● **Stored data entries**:
PR #1525, opened 2026-06-30
Enforce SigV4 freshness and mandatory signed headers

nspadaccino:
### Problem
  `Aws4Authenticator.authenticateReq` only computed and compared the request
  signature. Two AWS SigV4 spec checks were missing:

  1. **No freshness window.** The parsed `X-Amz-Date`/`Date` was used solely to
     format the string-to-sign — never compared against the current time. A
     captured, fully-signed request verified **forever**.
  2. **Attacker-chosen `SignedHeaders`.** Nothing required `host` (mandatory per
     spec) or `x-amz-date` to be in the signed set, and declared-but-absent signed
     headers were logged and silently dropped rather than rejected. A signature
     could be bound to method/path/body only — no host, no date.

  **Impact (High):** an attacker who captures one signed request (TLS-terminating
  proxy, logs with full headers, MITM on a misconfigured client) can replay it
  indefinitely against state-changing routes (`POST /zones`, `DELETE /zones/:id`,
  batch changes, …). Because `host` need not be signed, a request signed for one
  deployment is valid against any other deployment sharing the same user secret.

  ### Fix
  `authenticateReq` now runs request-metadata validation **before** the signature
  comparison and rejects on any failure (`AuthRejected`):

  - **Freshness:** reject if `|requestDate − now| > 15 min`.
  - **Scope-date binding:** the credential-scope `yyyyMMdd` must equal the request
    date in UTC.
  - **Mandatory signed headers:** require `host`; require `x-amz-date` when an
    `X-Amz-Date` header is present.
  - **Declared-but-missing headers:** every header named in `SignedHeaders` must
    actually be on the request.
  - A missing/unparseable date now rejects instead of throwing on `.get`.

  Signature math for valid requests is unchanged; the rejection reason returned to
  clients is the existing generic `Request signature could not be validated` (no
  leak of which check failed).

  ### Testing
  `Aws4AuthenticatorSpec` now builds genuinely valid signatures via the
  authenticator's own primitives and asserts:
  - a fresh, fully-signed request is **accepted**;
  - an otherwise-valid signature is **rejected** when stale, when the scope date is
    wrong, when `host`/`x-amz-date` are unsigned, when a declared header is absent,
    and when the date is missing.

  All 18 tests in `Aws4AuthenticatorSpec` + `VinylDNSAuthenticatorSpec` pass.

### DIFF
--- a/modules/api/src/main/scala/vinyldns/api/route/Aws4Authenticator.scala
+++ b/modules/api/src/main/scala/vinyldns/api/route/Aws4Authenticator.scala
@@ -22,7 +22,7 @@ import javax.crypto.spec.SecretKeySpec
 import javax.crypto.{Mac, SecretKey}
 
 import akka.http.scaladsl.model.HttpRequest
-import java.time.{Instant, ZoneId, ZonedDateTime}
+import java.time.{Duration, Instant, ZoneId, ZonedDateTime}
 import java.time.format.DateTimeFormatter
 import org.slf4j.LoggerFactory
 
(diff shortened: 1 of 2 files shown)


JoshSEdwards (approved):
LGTM

PR #1527, opened 2026-07-22
Batch recordset_data writes during zone sync

nspadaccino:
## Summary

  Speeds up the recordset-cache write during zone sync by batching it.
  `MySqlRecordSetCacheRepository.save` previously inserted `recordset_data`
  one row at a time, each in its own transaction, so `rewriteBatchedStatements`
  never kicked in. On a 300k-record zone this phase (`zone.sync.saveRecordSetDatas`)
  was ~267s of a ~448s sync — the single largest cost.

  `save` now collects all deletes and inserts and runs them as grouped batch
  statements (`batch`/`batchByName`, groups of 1000) within one transaction,
  the same pattern `MySqlRecordSetRepository` already uses. Expected to bring
  the cache write down toward the record-set repo's ballpark (tens of seconds).

  ## Changes

  - **Batch the cache write.** Single-row, per-transaction inserts → grouped
    `batch`/`batchByName` inside one `withinTx`.
  - **Correctness fix.** Inserts/updates previously executed eagerly as side
    effects *outside* the caller's transaction. They now run inside the
    returned `IO`, so cache writes are part of the sync transaction.
    (`ZoneSyncHandler` already sequences the save, so production is correct;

● **Work to complete**:
All of the entries should be written out again exactly.

● **Task result**:
PR #1525, opened 2026-06-30
Enforce SigV4 freshness and mandatory signed headers

nspadaccino:
### Problem
  `Aws4Authenticator.authenticateReq` only computed and compared the request
  signature. Two AWS SigV4 spec checks were missing:

  1. **No freshness window.** The parsed `X-Amz-Date`/`Date` was used solely to
     format the string-to-sign — never compared against the current time. A
     captured, fully-signed request verified **forever**.
  2. **Attacker-chosen `SignedHeaders`.** Nothing required `host` (mandatory per
     spec) or `x-amz-date` to be in the signed set, and declared-but-absent signed
     headers were logged and silently dropped rather than rejected. A signature
     could be bound to method/path/body only — no host, no date.

  **Impact (High):** an attacker who captures one signed request (TLS-terminating
  proxy, logs with full headers, MITM on a misconfigured client) can replay it
  indefinitely against state-changing routes (`POST /zones`, `DELETE /zones/:id`,
  batch changes, …). Because `host` need not be signed, a request signed for one
  deployment is valid against any other deployment sharing the same user secret.

  ### Fix
  `authenticateReq` now runs request-metadata validation **before** the signature
  comparison and rejects on any failure (`AuthRejected`):

  - **Freshness:** reject if `|requestDate − now| > 15 min`.
  - **Scope-date binding:** the credential-scope `yyyyMMdd` must equal the request
    date in UTC.
  - **Mandatory signed headers:** require `host`; require `x-amz-date` when an
    `X-Amz-Date` header is present.
  - **Declared-but-missing headers:** every header named in `SignedHeaders` must
    actually be on the request.
  - A missing/unparseable date now rejects instead of throwing on `.get`.

  Signature math for valid requests is unchanged; the rejection reason returned to
  clients is the existing generic `Request signature could not be validated` (no
  leak of which check failed).

  ### Testing
  `Aws4AuthenticatorSpec` now builds genuinely valid signatures via the
  authenticator's own primitives and asserts:
  - a fresh, fully-signed request is **accepted**;
  - an otherwise-valid signature is **rejected** when stale, when the scope date is
    wrong, when `host`/`x-amz-date` are unsigned, when a declared header is absent,
    and when the date is missing.

  All 18 tests in `Aws4AuthenticatorSpec` + `VinylDNSAuthenticatorSpec` pass.

### DIFF
--- a/modules/api/src/main/scala/vinyldns/api/route/Aws4Authenticator.scala
+++ b/modules/api/src/main/scala/vinyldns/api/route/Aws4Authenticator.scala
@@ -22,7 +22,7 @@ import javax.crypto.spec.SecretKeySpec
 import javax.crypto.{Mac, SecretKey}
 
 import akka.http.scaladsl.model.HttpRequest
-import java.time.{Instant, ZoneId, ZonedDateTime}
+import java.time.{Duration, Instant, ZoneId, ZonedDateTime}
 import java.time.format.DateTimeFormatter
 import org.slf4j.LoggerFactory
 
(diff shortened: 1 of 2 files shown)


JoshSEdwards (approved):
LGTM

PR #1527, opened 2026-07-22
Batch recordset_data writes during zone sync

nspadaccino:
## Summary

  Speeds up the recordset-cache write during zone sync by batching it.
  `MySqlRecordSetCacheRepository.save` previously inserted `recordset_data`
  one row at a time, each in its own transaction, so `rewriteBatchedStatements`
  never kicked in. On a 300k-record zone this phase (`zone.sync.saveRecordSetDatas`)
  was ~267s of a ~448s sync — the single largest cost.

  `save` now collects all deletes and inserts and runs them as grouped batch
  statements (`batch`/`batchByName`, groups of 1000) within one transaction,
  the same pattern `MySqlRecordSetRepository` already uses. Expected to bring
  the cache write down toward the record-set repo's ballpark (tens of seconds).

  ## Changes

  - **Batch the cache write.** Single-row, per-transaction inserts → grouped
    `batch`/`batchByName` inside one `withinTx`.
  - **Correctness fix.** Inserts/updates previously executed eagerly as side
    effects *outside* the caller's transaction. They now run inside the
    returned `IO`, so cache writes are part of the sync transaction.
    (`ZoneSyncHandler` already sequences the save, so production is correct;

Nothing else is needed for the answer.